The wise men traveled hundreds of miles by foot and camel across the desert to meet Jesus. They had spent years studying books and the stars of the night sky to determine when this special king would be born. These magi from the East probably came from the remnants of the Persian Empire, from somewhere in what would today be Iraq or Iran. Somehow they knew the prophecies of the Jews, perhaps through records from the days when Daniel and his friends served Nebuchadnezzar and Darius in Babylon. They were educated, wealthy men who left the comfort of their homes for a long and dangerous journey to a place they had never been. They brought expensive gifts for the newborn king and risked ridicule, imprisonment, or even death. They were visiting the notoriously evil current “king of Israel,” Herod the Great, to ask him where the real “King of the Jews” had been born. But none of that mattered to them. The wise men were truly wise because they had come to worship Jesus, and they would not be denied in their quest. Like the disciples of Christ that we read about in the rest of the gospel accounts and the book of Acts, these magi showed devotion to Jesus as the top priority in their lives. Follow their example today: Be wise and worship the King!
1 Now after Jesus was born in Bethlehem of Judea in the days of Herod the king, behold, wise men from the East came to Jerusalem, 2 saying, “Where is He who has been born King of the Jews? For we have seen His star in the East and have come to worship Him.”
3 When Herod the king heard this, he was troubled, and all Jerusalem with him. 4 And when he had gathered all the chief priests and scribes of the people together, he inquired of them where the Christ was to be born.
5 So they said to him, “In Bethlehem of Judea, for thus it is written by the prophet:
6 ‘But you, Bethlehem, in the land of Judah, Are not the least among the rulers of Judah; For out of you shall come a Ruler, Who will shepherd My people Israel.’”

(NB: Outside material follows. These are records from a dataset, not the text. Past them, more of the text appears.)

PR #955, opened 2025-09-08
Remove optimized model dependency in LLM models

dacorvo:
# What does this PR do?

Before this pull-request `NeuronModelForCausalLM` used to inherit from `OptimizedModel`, but all methods were actually overridden, and the inheritance was more a hindrance than a benefit, with the awkward `from_pretrained` API for export. This removes the inheritance and simplifies the export of LLM models.

### DIFF
--- a/optimum/neuron/modeling_decoder.py
+++ b/optimum/neuron/modeling_decoder.py
@@ -107,7 +107,7 @@ class NeuronModelForCausalLM(NeuronModel, ABC):
     def get_neuron_config(
         cls,
         model_name_or_path: str | Path,
-        config: "PretrainedConfig",
+        config: PretrainedConfig | None = None,
         token: bool | str | None = None,
         revision: str | None = None,
         batch_size: int | None = None,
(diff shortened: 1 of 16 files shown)


tests/decoder/test_decoder_export.py
```diff
@@ -103,7 +109,39 @@ def test_decoder_export_save_reload(
...
-        check_neuron_model(model, **export_kwargs)
+        check_neuron_config(model.neuron_config, **export_kwargs)
+        check_neuron_model(model)
         del model
         model = NeuronModelForCausalLM.from_pretrained(model_path)
-        check_neuron_model(model, **export_kwargs)
+        check_neuron_model(model)
+
+
+@pytest.mark.parametrize("is_local", [True, False], ids=["local", "from_hub"])
```
tengomucho: is it realy necessary to do both local and from_hub

optimum/neuron/modeling_decoder.py
```diff
@@ -177,7 +175,7 @@ def get_neuron_config(
             elif config.torch_dtype == "bfloat16":
                 auto_cast_type = "bf16"
 
-        if type(cls) is NeuronModelForCausalLM:
+        if cls is NeuronModelForCausalLM:
```
tengomucho, line 184: this will not work with derived classes I think, though I do not think you planned to use it that way.

dacorvo: This is precisely to detect if we are not in a Derived class

PR #956, opened 2025-09-08
ZeRO-1 and mixed-precision

michaelbenayoun:
# What does this PR do?

It adds a better support for mixed-precision training. The following cases are supported:

- No ZeRO-1 optimizer, full bf16 model weights. By default in the `NeuronTrainer` there is no support for fp32 grads or optimizer states in this case. It can be done manually.
- No ZeRO-1 optimizer, `torch.autocast`. In this case the optimizer states will be in fp32, and only the relevant ops will be casted automatically for the forward / backward by `torch.autocast`.
- ZeRO-1 optimizer. In this case we support: bf16 / autocast weights with fp32 grads and optimizer states

On top of this, we refactor the tests at the same time Instead of having a `test_common.py` file, we now have:

- `test_checkpointing.py` for checkpointing tests
- `test_zero_1.py` for ZeRO-1 tests
- `test_optimizer.py` for optimizer tests that do not use ZeRO-1 optimization
- `test_mixed_precision.py` for mixed precision tests


optimum/neuron/trainers/training_args.py
```diff
@@ -324,7 +324,42 @@ class NeuronTrainingArguments:
             "help": "Whether to use torch autocast to perform mixed precision training.",
         },
     )
-    zero_1: bool = field(default=False, metadata={"help": "Whether to use  ZeRO Stage 1 Optimization."})
+    zero_1: bool = field(default=True, metadata={"help": "Whether to use  ZeRO Stage 1 Optimization."})
```
tengomucho, line 327: You are adding many options to the training args, but I guess it is very expensive to test and maintain them. We could just set them with some default values that make sense, e.g.: if you enable zero_1 the optimizer_use_master_weights and optimizer_use_fp32_grad_acc could be enabled, and we could just not expose these. What do you think?

tests/training/test_zero1.py
```diff
@@ -0,0 +1,299 @@
...
+        xm.mark_step()
+
+        # Gradient clipping seems to not work properly with ZeRO-1.
+        # max_grad_norm = 0.01
+        # accelerator.clip_grad_norm_(
+        #     model.parameters(), # This is not used when using ZeRO-1 but we need to pass something.
+        #     max_norm=max_grad_norm,
+        #     norm_type=2,
+        #     postpone_clipping_to_optimizer_step=True,
+        # )
```
tengomucho: I'd remove these commented code parts. consider adding a comment at the beginning of the test instead, explaining you expected gradient clipping to work but it does not.

optimum/neuron/trainers/training_args.py
michaelbenayoun: I agree and we set good defaults for that but we should still give the possibility not to do it. These options require a lot more memory so disabling it can be very useful sometimes. 

Keeping the optimizer states in fp32 accounts for 4 model sizes if we store the model in bf16.

tests/training/test_zero1.py
michaelbenayoun: Done

optimum/neuron/trainers/training_args.py
tengomucho: I do not see who is going to make use of all these combinations. I still think the price of maintaining all of them is way too high compared to the benefit of having all the options.

michaelbenayoun: We do not maintain much since those are features provided by `torch_xla`, we are just passing these options. 

Also it is a bit unconvenient to not expose a feature that could allow you to divide the memory usage by more than 33% if needed, but alright I will remove it.

michaelbenayoun: Done.

tengomucho (approved):

PR #957, opened 2025-09-09
Add tests for modules used in inference

tengomucho:
# What does this PR do?

Added few tests to verify accuracy of NxD modules used in inference used in some models (mainly Llama). 
This will also allow to verify that model implementation is still correct if we do some refactoring of those modules.


dacorvo (approved):
Awesome, thanks !

PR #960, opened 2025-09-11
Wiser ci workflow triggers

dacorvo:
# What does this PR do?

This pull-request attempts to limit the number of workflows that are triggered when submitting a pull-request or when merging it by adjusting the `paths` section of each workflow.

### DIFF
--- a/.github/workflows/test_inf2_seq2seq.yml
+++ b/.github/workflows/test_inf2_seq2seq.yml
@@ -12,6 +12,7 @@ on:
       - "optimum/neuron/modeling_seq2seq.py"
       - "optimum/neuron/models/inference/t5/**.py"
       - "optimum/neuron/utils/**.py"
+      - "tests/inference/seq2seq/**.py"
       - ".github/workflows/test_inf2_seq2seq.yml"
   pull_request:
     branches: [ main ]
@@ -24,6 +25,7 @@ on:
       - "optimum/neuron/modeling_seq2seq.py"
       - "optimum/neuron/models/inference/t5/**.py"
       - "optimum/neuron/utils/**.py"
+      - "tests/inference/seq2seq/**.py"
       - ".github/workflows/test_inf2_seq2seq.yml"
 
 concurrency:
--- a/.github/workflows/test_inf2_transformers.yml
+++ b/.github/workflows/test_inf2_transformers.yml
@@ -17,6 +17,7 @@ on:
       - "optimum/neuron/models/inference/yolos/**.py"
       - "optimum/neuron/pipelines/transformers/**.py"
       - "optimum/neuron/utils/**.py"
+      - "tests/inference/transformers/**.py"
       - ".github/workflows/test_inf2_transformers.yml"
   pull_request:
     branches: [ main ]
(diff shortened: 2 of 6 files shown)


pyproject.toml
```diff
@@ -79,7 +79,7 @@ tests = [
 ]
 quality = [
     "pre-commit",
-    "ruff",
+    "ruff==0.13.0",
```
JingyaHuang, line 82: why?

.github/workflows/test_inf2_transformers.yml
```diff
@@ -5,14 +5,36 @@ on:
...
+      - "optimum/commands/**.py"
+      - "optimum/exporters/**.py"
+      - "optimum/neuron/cache/**.py"
+      - "optimum/neuron/modeling_base.py"
+      - "optimum/neuron/modeling_traced.py"
+      - "optimum/neuron/models/inference/bert/**.py"
+      - "optimum/neuron/models/inference/clip/**.py"
+      - "optimum/neuron/models/inference/t5/**.py"
+      - "optimum/neuron/models/inference/whisper/**.py"
+      - "optimum/neuron/models/inference/yolos/**.py"
```
JingyaHuang, line 35: shall we create some subfolders under `optimum/neuron/models/inference`? like for transformers / diffusers, otherwise we will need to add path each time we add support for a new model.

.github/workflows/test_inf2_seq2seq.yml
```diff
@@ -0,0 +1,64 @@
+name: Optimum neuron / Test INF2 seq2seq
```
JingyaHuang, line 1: why do we want a ci just for seq2seq? I feel that it shall be a part of `.github/workflows/test_inf2_transformers.yml`

.github/workflows/test_inf2_transformers.yml
tengomucho: would it be possible to filter the files in some other way, e.g. if the files contain `NeuronTracedModel` or something like that?

pyproject.toml
dacorvo: We need to pin the version otherwise the CI takes the latest by default, and it may be different from the local version. The goal here is to avoid repushing and relaunching the CI many times just for style errors.

.github/workflows/test_inf2_transformers.yml
dacorvo: @JingyaHuang I personally don't mind adding one line in this file when a new model is added. I would rather not have subfolders just to avoid that tiny little extra effort.
@tengomucho I don't think it is possible with github actions.

This is the best solution I found to avoid the current situation where irrelevant 30 minutes+ workflows (inf2 export, transformers and diffusers) are triggered if I just change one line in the modeling of an existing LLM model.

.github/workflows/test_inf2_seq2seq.yml
dacorvo: It could, but it wasn't: it was actually included in test_inf2.yml, after the cache and cli tests that have been dispatched. I just renamed the workflow to seq2seq.

PR #964, opened 2025-09-12
PEFT and PP

michaelbenayoun:
# What does this PR do?

This PR adds support for performing pipeline parallelism training with PEFT models.


optimum/neuron/models/training/modeling_utils.py
michaelbenayoun, line 1: Soft tie was originally added because there was a compiler bug. But doing this prevented training with PEFT. It now works.

Issue #171, opened 2023-08-17
Invalid target for neuronx-cc on inf2 using trn1 instead of inf2 


fafriat:
Hi,
I have remarked the target of neuronx-cc when using NeuronXXX models on inf2 is trn1. I checked that it is compatible to inf2 anyway, but do we lose any optimization using this wrong target ?

JingyaHuang:
Hi @fafriat, what do you mean by "target"? 

`NeuronModelForXXX` classes support inference on both neuron device 1st and 2nd generation. So you can use it on INF2, INF1 and TRN1 instances.  But it's true that some features are only supported on INF2 not INF1.

You can try it out with our showcase examples: https://huggingface.co/docs/optimum-neuron/guides/models. Feel free to reach out if you have any questions.

fafriat:
Hi @JingyaHuang,

When using NeuronModelForXXX, it is automatically compiling for Neuron when export=True,
 In that case, when running on inf2 instance, I have remarked the command triggered from neuronx-cc is using --target trn1 instead of --target inf2...

I know that it is also working on inf2 when target is trn1 but do we lose any  optimization using trn1 instead of inf2 as target ?

aws-donkrets:
Hi @fafriat,
Just noticed this older ticket. The Neuron compiler accepts both the inf2 and trn1 target option-arguments. The ISA between these two instances is similar enough such that the compiler (currently) performs the same optimizations so you are not losing any instance-specific optimizations.  These are defined as separate option-arguments in case, in the future, we identify optimizations that are beneficial specifically for interference or training models. So it is good practice to specify the option-argument based upon the model's purpose.

JingyaHuang:
Close the issue thanks to the answer of @aws-donkrets. Please feel free to re-open if there is any further questions.

PR #974, opened 2025-09-24
Enable `instance_type` tag to export

### LINKED ISSUE #971: Export: add support for trn2
### Feature request

When using the export functionality it is hardcoded to pass the `--target` param to be set to `trn1`. There should be a way to either 1/ pass in the instance type as a parameter to the export call or 2/ automatically detect the instance type. There is a parameter called `instance_type` but it cannot be passed into the export function it seems.

### Motivation

Need to support the latest instance types

### Your contribution

Can give feedback on the feature

JingyaHuang:
# What does this PR do?

Fixes #971 

- [x] Enable passing a custom target instance type during the compilation.
- [x] Compatibility with CPU-only compilation
- [x] Improve CPU-only compilation on CLI & diffusion models
- [x] Reduce CPU-only tests workload
- [x] CPU-only Compilation doc
- [x] Update export doc

## Before submitting


mmcclean-aws:
Runs fine on trn2

optimum/exporters/neuron/__main__.py
```diff
@@ -688,20 +691,24 @@ def main_export(
...
-        do_validation = False
+    if do_validation:
+        if tensor_parallel_size > 1:
+            # TODO: support the validation of tp models.
+            logger.warning(
+                "The validation is not yet supported for tensor parallel model, the validation will be turned off."
+            )
+            do_validation = False
+        elif cpu_backend:
+            logger.info("The validation is diabled since you are using CPU backend for the compilation.")
```
tengomucho: diabled -> disabled

optimum/commands/export/neuronx.py
```diff
@@ -42,6 +48,18 @@ def parse_args_neuronx(parser: "ArgumentParser"):
...
+    optional_group.add_argument(
+        "--cpu_backend",
+        action="store_true",
+        help="Whether to trace the model completely on CPU.",
+    )
+    optional_group.add_argument(
+        "--instance_type",
+        type=str,
+        default=None,
+        choices=["inf2", "trn1", "trn1n", "trn2"],
```
tengomucho: the list of instance types is repeated in several places in the code, could you make a constant that defines them once instead?

optimum/neuron/utils/system.py
```diff
@@ -17,10 +17,13 @@
 import os
 import re
 
+from torch_neuronx.utils import get_platform_target
+
 
 NEURON_DEV_PATTERN = re.compile(r"^neuron\d+$", re.IGNORECASE)
 MAJORS_FILE = "/proc/devices"
 NEURON_MAJOR_LINE = re.compile(r"^\s*(\d+)\s+neuron\s*$")
+SUPPORTED_INSTANCE_TYPES = ["trn1", "inf2", "trn1n", "trn2"]
```
tengomucho: you have it already! use this

optimum/neuron/utils/system.py
```diff
@@ -76,3 +79,17 @@ def get_available_cores() -> int:
             visible_cores = 1
     visible_cores = min(visible_cores, num_cores)
     return visible_cores
+
+
+def get_neuron_instance_type(instance_type: str | None) -> str:
```
tengomucho: why not moving this to a dedicated file, something like `instance_types.py`, so that we avoid having generic system function?

optimum/exporters/neuron/__main__.py
JingyaHuang: good catch!

optimum/neuron/utils/instance.py
```diff
@@ -0,0 +1,62 @@
...
+        )
+
+    # Normalize instance type
+    instance_type = INSTANCE_VALUE_MAP[instance_type]
+    os.environ["NEURON_PLATFORM_TARGET_OVERRIDE"] = instance_type
+
+    return instance_type
+
+
+def is_cpu_only_instance():
```
dacorvo: I think it is better to simply use `get_neuron_major` like @tengomucho did in his pull-request:
https://github.com/huggingface/optimum-neuron/pull/985/commits

docs/source/guides/export_model.mdx
```diff
@@ -114,6 +114,19 @@ optimum-cli export neuron --model distilbert-base-uncased-distilled-squad \
 Here the model was exported with a static input shape of `(1, 16)`, and with compiler arguments specifying
 that matmul operation must be performed with `float16` precision for faster inference.
 
+<Tip>
+
+You can also compile the model on a CPU-only instance. In this case, specify the target instance type by passing `--instance_type` from `{inf2, trn1, trn1n, trn2}`.
```
dacorvo, line 119: I did not modify that in my pull-request because I wanted to make it easier for you to rebase on top of it but I think we should restrict the choices to trn1/trn2, at least in the CLI.

optimum/commands/export/neuronx.py
```diff
@@ -333,5 +335,21 @@ def parse_args(parser: ArgumentParser):
         return parse_args_neuronx(parser)
 
     def run(self):
+        self.setup_target_instance(self.args_string)
```
dacorvo: Alternatively, you could have detected that we were on the CPU instance when adding arguments and set `required=True` when adding `instance_type`.

docs/source/guides/export_model.mdx
```diff
@@ -114,6 +114,19 @@ optimum-cli export neuron --model distilbert-base-uncased-distilled-squad \
 Here the model was exported with a static input shape of `(1, 16)`, and with compiler arguments specifying
 that matmul operation must be performed with `float16` precision for faster inference.
 
+<Tip>
+
+You can also compile the model on a CPU-only instance. In this case, specify the target instance type by passing `--instance_type` from `{inf2, trn1, trn1n, trn2}`. 
+
+If you are using a `NeuronModelForXXX` class to export the model on a CPU-only instance, set the target instance type through the environment variable, for example:
```
tengomucho: Since this is an explanation on how to do that programmatically, it might be worth mentioning you need to export the env var before the imports, right?

optimum/exporters/neuron/convert.py
```diff
@@ -713,6 +706,7 @@ def trace_neuronx(
             neuronx_distributed.trace.parallel_model_save(neuron_model, output)
     else:
         # Case 3: Using `torch_neuronx.trace`
+        cpu_backend = get_available_cores() == 0
```
tengomucho: I think you can just do
```suggestion
        cpu_backend = (get_neuron_major() == -1)
```
It is going to be faster.

optimum/neuron/modeling_diffusion.py
```diff
@@ -1034,13 +1040,19 @@ def _export(
...
                 **input_shapes,
             )
-
-        return cls._from_pretrained(
-            model_id=save_dir_path,
-            config=config,
-            model_save_dir=save_dir,
-            data_parallel_mode=data_parallel_mode,
-        )
+        if get_available_cores() == 0:
```
tengomucho: here too you can just use `get_neuron_major`

optimum/neuron/modeling_seq2seq.py
```diff
@@ -397,9 +402,9 @@ def _export(
             **kwargs_shapes,
         )
 
-        if cpu_backend:
+        if get_available_cores() == 0:
```
tengomucho: here too

optimum/neuron/modeling_traced.py
```diff
@@ -395,9 +397,9 @@ def _export(
             )
             config = AutoConfig.from_pretrained(save_dir_path)
 
-        if cpu_backend:
+        if get_available_cores() == 0:
```
tengomucho: here too

optimum/commands/export/neuronx.py
```diff
@@ -333,5 +335,21 @@ def parse_args(parser: ArgumentParser):
...
+    def setup_target_instance(args_string: str):
+        if get_available_cores() == 0:
+            # `--instance_type` is mandary when we compile w/o Neuron devices.
+            compiler_args = shlex.split(args_string)
+            if "--instance_type" not in args_string:
+                raise RuntimeError(
+                    f"You are using an instance without any neuron device, please supply target instance type among {SUPPORTED_INSTANCE_TYPES} for cpu-only compilation"
+                )
+            else:
+                index = compiler_args.index("--instance_type")
```
dacorvo: This can be done also using a custom action: https://docs.python.org/3/library/argparse.html#action

optimum/commands/neuron/subcommands.py
```diff
@@ -53,6 +52,8 @@ def parse_args(parser: "ArgumentParser"):
         )
 
     def run(self):
+        from ...neuron.models.training import consolidate_model_parallel_checkpoints_to_unified_checkpoint
```
dacorvo: Why that change ? This file should be renamed `consolidate.py` by the way ...

optimum/exporters/neuron/convert.py
```diff
@@ -445,13 +444,12 @@ def export(
     model_or_path: "PreTrainedModel | str | Path",
     config: "NeuronDefaultConfig",
     output: Path,
+    instance_type: Literal["trn1", "inf2", "trn1n", "trn2"] | None = None,
```
dacorvo, line 447: You could use SUPPORTED_INSTANCE_TYPES here

optimum/neuron/utils/__init__.py
```diff
@@ -85,6 +85,13 @@
         "patch_within_function",
         "replace_class_in_inheritance_hierarchy",
     ],
+    "instance": [
```
dacorvo: I know it is done similarly for all other "utils", but won't this lead to unnecessary imports ? I prefer importing with the full path myself.

optimum/neuron/utils/instance.py
```diff
@@ -87,3 +87,16 @@ def align_compilation_target(target: str, override: bool):
         logger.info(f"Setting the compilation target to {target}.")
     os.environ["NEURON_PLATFORM_TARGET_OVERRIDE"] = target
     return target
+
+
+def define_instance_type_with_default_value(instance_type: str | None = None):
```
dacorvo: I would name it `get_default_compilation_target()` and call it only if `instance_type` is None.

optimum/neuron/modeling_traced.py
```diff
@@ -301,9 +302,13 @@ def _export(
             kwargs_shapes["batch_size"] = 1
             disable_fallback = True  # Turn off the fallback for neuron, otherwise dynamic batching will still fail
         auto_cast_type = None if auto_cast is None else auto_cast_type
+        instance_type = define_instance_type_with_default_value(instance_type)
```
dacorvo: I understand that this helper replaces the code I used here:
https://github.com/huggingface/optimum-neuron/blob/87f394bad111d0311134fbc4114d0d3b32e788a9/optimum/neuron/modeling_decoder.py#L166
Just to be picky, this is the compilation target you retrieve here, based on the instance_type.

dacorvo (commented):
Thanks for the pull-request. All my comments revolve around the confusion between instance type (the current platform) and compilation target (the target platform). I think we should avoid mixing the two terminologies. On a CPU platform, the instance type is undefined, so the term can be used to refer to the compilation target. On a neuron platform on the other hand both terms can have different values.

docs/source/guides/export_model.mdx
dacorvo: Because here, it is precisely the compilation target we set, and only `trn1` and `trn2` are allowed.

optimum/commands/neuron/subcommands.py
JingyaHuang: Forgot to remove this sry.

docs/source/guides/export_model.mdx
JingyaHuang: Although inf2/trn1/trn1n are talking about the same thing (so far), we should allow users to type in the instance types, since it's quite counterintuitive for them to use `trn1` when they are targeting to deploy on inf2 (cf. #171), anyway we have themapping to correct this to what could be consumed by neuron. tl;dr I think we should allow users to choose from all available neuron instance types.

dacorvo: I disagree, because `inf2` is just a marketing name, and eventually you export for the `trn1` compilation target. It is the same for CUDA: you generate for a CUDA version / hardware version, and the binary can be used on several different instances that support at least that version.

JingyaHuang: the flag is called `instance_type` and inf2 is a valid instance for neuron although the compiler takes it the same as trn1. 
From the comment of Annapurna, it seems that it's not 100% impossible that one day they distinguish them: https://github.com/huggingface/optimum-neuron/issues/171#issuecomment-1793613824. And as you can see in the issue, it causes confusion for the user that he wanted to deploy on inf2 but the flag was trn1.

I can reduce the choices here, and clarify that inf2 should go to trn1 if you insist.

optimum/neuron/utils/__init__.py
JingyaHuang: will clean this

optimum/exporters/neuron/convert.py
JingyaHuang: How? Feel like it would be illegal: https://typing.python.org/en/latest/spec/literal.html

dacorvo: I think you might be right, my mistake  😜

docs/source/guides/export_model.mdx
dacorvo: Yes, I see we have a different view on how to present this: you think it is better to expose the instance types, assuming the user knows them, where I think it is better to expose the platform types / compilation targets (trn1, trn2). The naming you chose for the parameter is consistent, so let's stick with your list. I might create a list of compilation targets also, to use internally.

dacorvo:
On another subject, I think we should hide and deprecate auto_cast_type, and always use the dtype from the model config. I'll do that at the very least for LLMs, because switching from bfloat16 to float16 for instance can be disastrous for accuracy.

optimum/commands/export/neuronx.py
```diff
@@ -335,21 +336,12 @@ def parse_args(parser: ArgumentParser):
         return parse_args_neuronx(parser)
 
     def run(self):
-        self.setup_target_instance(self.args_string)
+        if get_neuron_major() == -1:
+            self.setup_target_instance()
+        self.setup_target_instance()
```
dacorvo: Did you forget to remove this line ?

JingyaHuang: oups, good catch!

JingyaHuang:
> On another subject, I think we should hide and deprecate auto_cast_type, and always use the dtype from the model config. I'll do that at the very least for LLMs, because switching from bfloat16 to float16 for instance can be disastrous for accuracy.

yeah, true bad to cast from bf16 to fp16, but we might want to keep the possibility of casting fp32 checkpoints to bf16 or fp16 no?

optimum/commands/export/neuronx.py
```diff
@@ -107,8 +110,8 @@ def parse_args_neuronx(parser: "ArgumentParser"):
         "--auto_cast_type",
         type=str,
         default="bf16",
-        choices=["bf16", "fp16", "tf32"],
-        help='The data type to cast FP32 operations to when auto-cast mode is enabled. Can be `"bf16"`, `"fp16"` or `"tf32"`.',
+        choices=["bf16", "fp16", "tf32", "fp8_e4m3"],
```
tengomucho: I think it would be better to remove casting to fp8: I do not think this will work on existing models, quantization should be used in that case, otherwise models will not work as expected.

JingyaHuang: Ok, I can remove it when the CIs are green, don't want to re-run everything for this.

optimum/commands/export/neuronx.py
```diff
@@ -111,7 +111,7 @@ def parse_args_neuronx(parser: "ArgumentParser"):
         type=str,
         default="bf16",
         choices=["bf16", "fp16", "tf32", "fp8_e4m3"],
```
tengomucho:
```suggestion
        choices=["bf16", "fp16", "tf32"],
```

JingyaHuang: oups

tengomucho (approved):

PR #976, opened 2025-09-25
Fix async save

michaelbenayoun:
# What does this PR do?

Async saving was broken when the directories changed between two async saves, and with the previous not being done yet.
This PR solves this by waiting for the previous save to be done and by creating the expected files when the directory is different.


optimum/neuron/models/training/modeling_utils.py
```diff
@@ -1413,6 +1414,19 @@ def save_pretrained(
...
+        # There is this mechanism in neuronx_distributed already, but it breaks when we change the name of the
+        # directory between saves, which we done (checkpoint-10, checkpoint-20, etc).
+        # So we add this extra wait here that uses the same mechanism but prior to calling the save function.
+        if self.trn_config.async_save:
+            g_iostate = neuronx_distributed.trainer.checkpoint.g_iostate
+            if g_iostate is not None:
+                g_iostate.wait_save(async_remove=True)
+                if xr.global_ordinal() == 0:
+                    (save_directory / MODEL_PARALLEL_SHARDS_DIR_NAME).mkdir(parents=True, exist_ok=True)
+                    (save_directory / MODEL_PARALLEL_SHARDS_DIR_NAME / "done").touch(exist_ok=True)
```
tengomucho: You have the same code in modeling_utils.py and peft_model.py. Can you make a function and share it?
Also, what is the "done" for?

michaelbenayoun: Alright. `done` is a file to check that the previous saving is done when doing async saving. It is from `neuronx_distributed`. It's not an issue, but there is a "bug" in NxD because they set the checkpoint dir before calling `g_iostate.wait_save`, so `wait_save` checks the new checkpoint dir for the presence of the `done` file, and fail when we change of checkpoint directory between two saves, which is the case during training.

tengomucho: I see, thanks! Consider adding more info, maybe pointing to the place where the bug is (a permalink to the NxD code maybe) so it will be easier to understand.

michaelbenayoun: Done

7 Then Herod, when he had secretly called the wise men, determined from them what time the star appeared. 8 And he sent them to Bethlehem and said, “Go and search carefully for the young Child, and when you have found Him, bring back word to me, that I may come and worship Him also.” 9 When they heard the king, they departed; and behold, the star which they had seen in the East went before them, till it came and stood over where the young Child was. 10 When they saw the star, they rejoiced with exceedingly great joy. 11 And when they had come into the house, they saw the young Child with Mary His mother, and fell down and worshiped Him. And when they had opened their treasures, they presented gifts to Him: gold, frankincense, and myrrh. 12 Then, being divinely warned in a dream that they should not return to Herod, they departed for their own country another way.
Questions to Think About
- Do you enjoy worshipping God at church, chapel, and other places? Why or why not?
- What have you given up in the past year so that you could worship Jesus better and more? How do you now view these “sacrifices” that you made compared to the “exceedingly great joy” (verse 10) of knowing Christ more deeply?
- Are there any changes that God might be calling you to make in your life in the next year to help you experience a closer walk with Jesus?
- There might have been more three “wise men;” the Bible doesn’t give us a number and we often guess it was three because today’s passage mentions three gifts: gold, frankincense, and myrrh (one gift in each guy’s hand in the classic nativity scene). Also, notice that these magi visit Joseph, Mary, and “the young child” Jesus in a house, not the stables of the inn. It appears that a few months have passed since Jesus was a baby lying in a manger. He is now sweet little toddler Jesus!
- It is interesting and sad to note that the religious leaders of Israel knew the prophecies about Jesus better than the magi, yet they would not travel the short distance to Bethlehem themselves. Look at the irony. These foreign magi were willing to journey hundreds of miles from their homeland to simply follow a supernatural star and meet another nation’s ruler, while these Jewish experts in the law would not go six miles to see their own King. We sometimes see non-church attending students who are brand-new to our Christian school and the gospel become more excited about loving and serving Jesus than others who have been around the things of God all their lives. Worship has always been a matter of heartfelt devotion to God, not just time spent in physical closeness to His people and His Word.